Problem
Below is a listing; return it in full, exactly as it appears.

BEGIN Collected material

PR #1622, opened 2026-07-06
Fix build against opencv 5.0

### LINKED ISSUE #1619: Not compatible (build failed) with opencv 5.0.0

END Collected material

Task answer
PR #1622, opened 2026-07-06
Fix build against opencv 5.0

### LINKED ISSUE #1619: Not compatible (build failed) with opencv 5.0.0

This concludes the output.